◆ To do
Each record must be printed exactly as given.

[Entries taken from a collection]
===============

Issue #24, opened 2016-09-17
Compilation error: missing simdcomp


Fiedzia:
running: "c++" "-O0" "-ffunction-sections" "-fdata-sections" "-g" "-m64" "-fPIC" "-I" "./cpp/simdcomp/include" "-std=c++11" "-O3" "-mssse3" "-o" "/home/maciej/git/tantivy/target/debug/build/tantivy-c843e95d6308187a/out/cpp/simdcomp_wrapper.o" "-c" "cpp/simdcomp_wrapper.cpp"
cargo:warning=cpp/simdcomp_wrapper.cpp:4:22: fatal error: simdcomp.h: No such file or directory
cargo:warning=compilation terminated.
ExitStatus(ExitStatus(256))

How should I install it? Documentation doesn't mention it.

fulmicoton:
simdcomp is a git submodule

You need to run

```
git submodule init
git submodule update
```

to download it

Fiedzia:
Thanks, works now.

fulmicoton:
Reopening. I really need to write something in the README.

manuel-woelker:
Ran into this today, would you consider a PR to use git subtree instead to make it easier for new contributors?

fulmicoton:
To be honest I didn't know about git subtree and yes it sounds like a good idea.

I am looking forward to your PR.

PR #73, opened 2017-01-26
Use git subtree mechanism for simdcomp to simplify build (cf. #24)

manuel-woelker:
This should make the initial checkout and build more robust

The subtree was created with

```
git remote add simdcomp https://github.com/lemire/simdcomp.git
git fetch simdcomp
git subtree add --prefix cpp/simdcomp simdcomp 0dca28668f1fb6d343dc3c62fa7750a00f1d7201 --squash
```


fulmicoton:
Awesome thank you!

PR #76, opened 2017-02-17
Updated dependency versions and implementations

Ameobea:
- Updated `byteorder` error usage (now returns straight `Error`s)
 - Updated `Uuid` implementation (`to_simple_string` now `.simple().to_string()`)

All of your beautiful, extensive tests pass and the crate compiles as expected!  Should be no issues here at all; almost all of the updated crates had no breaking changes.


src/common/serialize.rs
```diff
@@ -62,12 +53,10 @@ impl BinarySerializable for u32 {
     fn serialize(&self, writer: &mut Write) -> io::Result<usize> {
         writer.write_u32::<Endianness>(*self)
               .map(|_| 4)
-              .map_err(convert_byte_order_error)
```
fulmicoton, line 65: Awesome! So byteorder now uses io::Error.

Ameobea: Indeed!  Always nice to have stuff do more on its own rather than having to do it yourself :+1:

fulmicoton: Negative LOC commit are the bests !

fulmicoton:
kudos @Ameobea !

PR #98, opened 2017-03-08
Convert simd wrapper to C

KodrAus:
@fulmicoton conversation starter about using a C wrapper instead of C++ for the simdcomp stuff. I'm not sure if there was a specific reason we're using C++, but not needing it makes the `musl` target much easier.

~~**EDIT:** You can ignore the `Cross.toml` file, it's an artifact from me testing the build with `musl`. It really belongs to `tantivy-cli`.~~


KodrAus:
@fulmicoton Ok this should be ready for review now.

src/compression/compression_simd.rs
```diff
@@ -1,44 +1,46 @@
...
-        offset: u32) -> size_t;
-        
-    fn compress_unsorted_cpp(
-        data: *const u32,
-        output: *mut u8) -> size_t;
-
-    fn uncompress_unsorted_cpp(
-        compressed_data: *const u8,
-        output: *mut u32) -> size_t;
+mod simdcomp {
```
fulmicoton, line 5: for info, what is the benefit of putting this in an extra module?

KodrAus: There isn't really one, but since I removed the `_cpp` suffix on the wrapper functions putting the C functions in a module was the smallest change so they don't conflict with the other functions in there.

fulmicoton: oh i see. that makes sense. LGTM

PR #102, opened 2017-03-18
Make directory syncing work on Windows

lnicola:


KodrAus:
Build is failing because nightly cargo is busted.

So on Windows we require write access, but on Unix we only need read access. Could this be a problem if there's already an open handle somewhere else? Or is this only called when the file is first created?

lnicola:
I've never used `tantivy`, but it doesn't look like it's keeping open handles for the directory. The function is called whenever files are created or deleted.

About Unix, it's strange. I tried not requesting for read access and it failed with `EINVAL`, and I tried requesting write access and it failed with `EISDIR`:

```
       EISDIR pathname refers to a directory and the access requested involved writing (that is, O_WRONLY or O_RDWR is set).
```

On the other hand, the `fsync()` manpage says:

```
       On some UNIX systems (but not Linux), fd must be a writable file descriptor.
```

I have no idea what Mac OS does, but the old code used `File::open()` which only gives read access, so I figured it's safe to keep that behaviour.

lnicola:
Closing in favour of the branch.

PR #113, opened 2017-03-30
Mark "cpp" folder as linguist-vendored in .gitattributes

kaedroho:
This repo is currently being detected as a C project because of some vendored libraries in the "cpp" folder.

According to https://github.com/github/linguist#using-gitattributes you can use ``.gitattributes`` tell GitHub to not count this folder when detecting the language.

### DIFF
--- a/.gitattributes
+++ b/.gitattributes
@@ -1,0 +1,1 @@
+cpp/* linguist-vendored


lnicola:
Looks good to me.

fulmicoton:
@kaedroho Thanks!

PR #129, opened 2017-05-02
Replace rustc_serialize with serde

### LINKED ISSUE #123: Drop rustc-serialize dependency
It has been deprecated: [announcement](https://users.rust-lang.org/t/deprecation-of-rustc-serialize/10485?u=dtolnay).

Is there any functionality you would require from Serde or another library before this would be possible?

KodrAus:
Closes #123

===============

◆ Reply
Issue #24, opened 2016-09-17
Compilation error: missing simdcomp


Fiedzia:
running: "c++" "-O0" "-ffunction-sections" "-fdata-sections" "-g" "-m64" "-fPIC" "-I" "./cpp/simdcomp/include" "-std=c++11" "-O3" "-mssse3" "-o" "/home/maciej/git/tantivy/target/debug/build/tantivy-c843e95d6308187a/out/cpp/simdcomp_wrapper.o" "-c" "cpp/simdcomp_wrapper.cpp"
cargo:warning=cpp/simdcomp_wrapper.cpp:4:22: fatal error: simdcomp.h: No such file or directory
cargo:warning=compilation terminated.
ExitStatus(ExitStatus(256))

How should I install it? Documentation doesn't mention it.

fulmicoton:
simdcomp is a git submodule

You need to run

```
git submodule init
git submodule update
```

to download it

Fiedzia:
Thanks, works now.

fulmicoton:
Reopening. I really need to write something in the README.

manuel-woelker:
Ran into this today, would you consider a PR to use git subtree instead to make it easier for new contributors?

fulmicoton:
To be honest I didn't know about git subtree and yes it sounds like a good idea.

I am looking forward to your PR.

PR #73, opened 2017-01-26
Use git subtree mechanism for simdcomp to simplify build (cf. #24)

manuel-woelker:
This should make the initial checkout and build more robust

The subtree was created with

```
git remote add simdcomp https://github.com/lemire/simdcomp.git
git fetch simdcomp
git subtree add --prefix cpp/simdcomp simdcomp 0dca28668f1fb6d343dc3c62fa7750a00f1d7201 --squash
```


fulmicoton:
Awesome thank you!

PR #76, opened 2017-02-17
Updated dependency versions and implementations

Ameobea:
- Updated `byteorder` error usage (now returns straight `Error`s)
 - Updated `Uuid` implementation (`to_simple_string` now `.simple().to_string()`)

All of your beautiful, extensive tests pass and the crate compiles as expected!  Should be no issues here at all; almost all of the updated crates had no breaking changes.


src/common/serialize.rs
```diff
@@ -62,12 +53,10 @@ impl BinarySerializable for u32 {
     fn serialize(&self, writer: &mut Write) -> io::Result<usize> {
         writer.write_u32::<Endianness>(*self)
               .map(|_| 4)
-              .map_err(convert_byte_order_error)
```
fulmicoton, line 65: Awesome! So byteorder now uses io::Error.

Ameobea: Indeed!  Always nice to have stuff do more on its own rather than having to do it yourself :+1:

fulmicoton: Negative LOC commit are the bests !

fulmicoton:
kudos @Ameobea !

PR #98, opened 2017-03-08
Convert simd wrapper to C

KodrAus:
@fulmicoton conversation starter about using a C wrapper instead of C++ for the simdcomp stuff. I'm not sure if there was a specific reason we're using C++, but not needing it makes the `musl` target much easier.

~~**EDIT:** You can ignore the `Cross.toml` file, it's an artifact from me testing the build with `musl`. It really belongs to `tantivy-cli`.~~


KodrAus:
@fulmicoton Ok this should be ready for review now.

src/compression/compression_simd.rs
```diff
@@ -1,44 +1,46 @@
...
-        offset: u32) -> size_t;
-        
-    fn compress_unsorted_cpp(
-        data: *const u32,
-        output: *mut u8) -> size_t;
-
-    fn uncompress_unsorted_cpp(
-        compressed_data: *const u8,
-        output: *mut u32) -> size_t;
+mod simdcomp {
```
fulmicoton, line 5: for info, what is the benefit of putting this in an extra module?

KodrAus: There isn't really one, but since I removed the `_cpp` suffix on the wrapper functions putting the C functions in a module was the smallest change so they don't conflict with the other functions in there.

fulmicoton: oh i see. that makes sense. LGTM

PR #102, opened 2017-03-18
Make directory syncing work on Windows

lnicola:


KodrAus:
Build is failing because nightly cargo is busted.

So on Windows we require write access, but on Unix we only need read access. Could this be a problem if there's already an open handle somewhere else? Or is this only called when the file is first created?

lnicola:
I've never used `tantivy`, but it doesn't look like it's keeping open handles for the directory. The function is called whenever files are created or deleted.

About Unix, it's strange. I tried not requesting for read access and it failed with `EINVAL`, and I tried requesting write access and it failed with `EISDIR`:

```
       EISDIR pathname refers to a directory and the access requested involved writing (that is, O_WRONLY or O_RDWR is set).
```

On the other hand, the `fsync()` manpage says:

```
       On some UNIX systems (but not Linux), fd must be a writable file descriptor.
```

I have no idea what Mac OS does, but the old code used `File::open()` which only gives read access, so I figured it's safe to keep that behaviour.

lnicola:
Closing in favour of the branch.

PR #113, opened 2017-03-30
Mark "cpp" folder as linguist-vendored in .gitattributes

kaedroho:
This repo is currently being detected as a C project because of some vendored libraries in the "cpp" folder.

According to https://github.com/github/linguist#using-gitattributes you can use ``.gitattributes`` tell GitHub to not count this folder when detecting the language.

### DIFF
--- a/.gitattributes
+++ b/.gitattributes
@@ -1,0 +1,1 @@
+cpp/* linguist-vendored


lnicola:
Looks good to me.

fulmicoton:
@kaedroho Thanks!

PR #129, opened 2017-05-02
Replace rustc_serialize with serde

### LINKED ISSUE #123: Drop rustc-serialize dependency
It has been deprecated: [announcement](https://users.rust-lang.org/t/deprecation-of-rustc-serialize/10485?u=dtolnay).

Is there any functionality you would require from Serde or another library before this would be possible?

KodrAus:
Closes #123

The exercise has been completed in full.